KUALA LUMPUR (Feb 24): The FBM KLCI fell below the critical support level of 1,500 in early trade, with plantation counters being the main drag on the benchmark index, while fears over the Covid-19 virus continue to spread around the world, which also hit sentiment.
The benchmark index, which opened lower at 1,501.47 this morning, plunged to as low as 1,497.19 after falling 2.2%, the lowest point since Dec 21, 2011's 1,500.91. At 10.30am, the FBM KLCI stood at 1,507.69, 1.54% or 23.51 points lower compared to last Friday's close of 1,531.20.

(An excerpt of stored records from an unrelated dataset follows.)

PR #3514, opened 2025-10-18
Use set in FlxPoint (Reopen PR #3445)

dtwotwo:
This PR (#3445) has been reopened at the request of the original contributor, since it was accidentally closed earlier.
@gimmesoda personally asked me to reopen it and can confirm this action.

No further changes were made — this is purely to restore the original discussion and review context.

### DIFF
--- a/flixel/math/FlxPoint.hx
+++ b/flixel/math/FlxPoint.hx
@@ -7,31 +7,31 @@ import openfl.geom.Point;
 
 /**
  * 2-dimensional point class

Year to date, The KLCI fell 5.1% or 81.16 points from 1,588.76 on Dec 31, 2019.
Among the 30 component stocks, the top losers were led by plantation counters, such as Kuala Lumpur Kepong Bhd (KLK), Sime Darby Plantation Bhd, PPB Group Bhd and IOI Corp.
KLK's share price fell 4.48% or RM1.04 to RM22.16, while Sime Darby Plantation sank 2.77% or 14 sen to RM4.91. PPB shares declined 3.35% or 62 sen to RM17.88 and IOI Corp went down 2.7% or 12 sen to RM4.33.
Market breadth was negative with 814 losers and 104 gainers, while 180 counters traded unchanged. Volume was 1.46 billion shares valued at RM1.23 billion.
On the currency front, the ringgit is weakening against the greenback. At 10.40am, the ringgit was 4.2188 against the US dollar, after falling 0.65% to a near six-month low.
When contacted, TA Securities Holdings Bhd technical analyst Steven Soo told theedgemarkets.com that he sees more downside risk on KLCI as the political uncertainty would weigh on the market’s outlook.